How to complete this task
Take each line in the entries below that holds "additional" and show it.

Material for the task
PR #2628, opened 2026-05-22
Fix dead FAQ link and broken anchors on the fundraising page

ericholscher:
The fundraising page has a "Frequently Asked Questions" link that points back to the page itself, plus two links to in-page anchors that don't exist.

### DIFF
--- a/djangoproject/templates/fundraising/index.html
+++ b/djangoproject/templates/fundraising/index.html
@@ -46,11 +46,9 @@
     </li>
     <li><a href="https://github.com/sponsors/django" target="_blank">{% translate "Sponsor Django via GitHub Sponsors" %}</a>.</li>
     <li>
-      {% url 'fundraising:index' as fundraising_url %}
       {% blocktranslate trimmed %}
-        <a href="{{ fundraising_url }}#benevity-giving">Benevity Workplace Giving
-          Program</a> - If your employer participates, you can make donations to the
-        DSF via payroll deduction.
+        Benevity Workplace Giving Program - If your employer participates, you can
+        make donations to the DSF via payroll deduction.
       {% endblocktranslate %}
     </li>
   </ul>
@@ -91,13 +89,6 @@
       {% endblocktranslate %}
     </li>
   </ul>
-
-  <p>
-    {% blocktranslate trimmed %}
-      Still curious? See our <a href="{{ fundraising_url }}">Frequently Asked Questions</a>
-      about donations.
-    {% endblocktranslate %}
-  </p>
 
   <h2 id="fellowship-program">{% translate "Django Fellowship Program" %}</h2>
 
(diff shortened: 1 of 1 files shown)


djangoproject/templates/fundraising/index.html
```diff
@@ -46,11 +46,9 @@ <h2>{% translate "Other ways to give" %}</h2>
     </li>
     <li><a href="https://github.com/sponsors/django" target="_blank">{% translate "Sponsor Django via GitHub Sponsors" %}</a>.</li>
     <li>
-      {% url 'fundraising:index' as fundraising_url %}
       {% blocktranslate trimmed %}
-        <a href="{{ fundraising_url }}#benevity-giving">Benevity Workplace Giving
-          Program</a> - If your employer participates, you can make donations to the
-        DSF via payroll deduction.
+        Benevity Workplace Giving Program - If your employer participates, you can
```
adamzap: I wonder if this should point to somewhere like [here](https://benevity.com/products/donate)?

There's also a bad link in the footer. However, this may be out of scope.

adamzap (approved):
👍 Looks great! I'd also like to hear from whoever owns the content of the page.

djangoproject/templates/fundraising/index.html
ericholscher: Perhaps. I was mostly trying to clean up obviously broken things. There's a bunch that could be improved, but didn't want to expand the scope so it would be easy to merge.

djangoproject/templates/fundraising/index.html
```diff
@@ -150,7 +141,7 @@ <h2 id="fellowship-program">{% translate "Django Fellowship Program" %}</h2>
   <p>
     {% blocktranslate trimmed %}
       <strong>If you use Django on a daily basis and care about the development of Django
-        itself, you should donate today</strong> (may be <a href="{{ fundraising_url }}#tax-deductible">tax deductible</a>).
+        itself, you should donate today</strong> (may be tax deductible).
```
medmunds: If possible, it would be good to link this to https://www.djangoproject.com/foundation/donate/#tax-deductible (which provides additional information), rather than removing the link altogether.

djangoproject/templates/fundraising/index.html
medmunds: Looking at the history, I'm pretty sure the intended target of this link is https://www.djangoproject.com/foundation/donate/#benevity-giving (in the flatpages, see https://github.com/django/djangoproject.com/issues/2654#issuecomment-4665149623). And that has useful additional info for anyone interested, so might be better than removing the link.

I don't think a link to Benevity's site would be helpful here: it's all targeted to *employers* who would engage Benevity to manage a charitable payroll deduction program. I couldn't find any useful info there for *employees* who want to contribute to a charitable organization through such a program.

Incidentally, the broken footer link was apparently meant to target this `<li>` (though maybe should be repointed directly to the foundation/donate content instead).

ericholscher: Yea, I'm guessing the content was moved at some point, and the links weren't updated? I've updated the PR to point at the right pages -- thanks for the note!

jefftriplett (approved):
LGTM. Nice change. I updated the s/IRC/IRS/ typo in the flat page directly too.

Solution for this problem
medmunds: If possible, it would be good to link this to https://www.djangoproject.com/foundation/donate/#tax-deductible (which provides additional information), rather than removing the link altogether.
medmunds: Looking at the history, I'm pretty sure the intended target of this link is https://www.djangoproject.com/foundation/donate/#benevity-giving (in the flatpages, see https://github.com/django/djangoproject.com/issues/2654#issuecomment-4665149623). And that has useful additional info for anyone interested, so might be better than removing the link.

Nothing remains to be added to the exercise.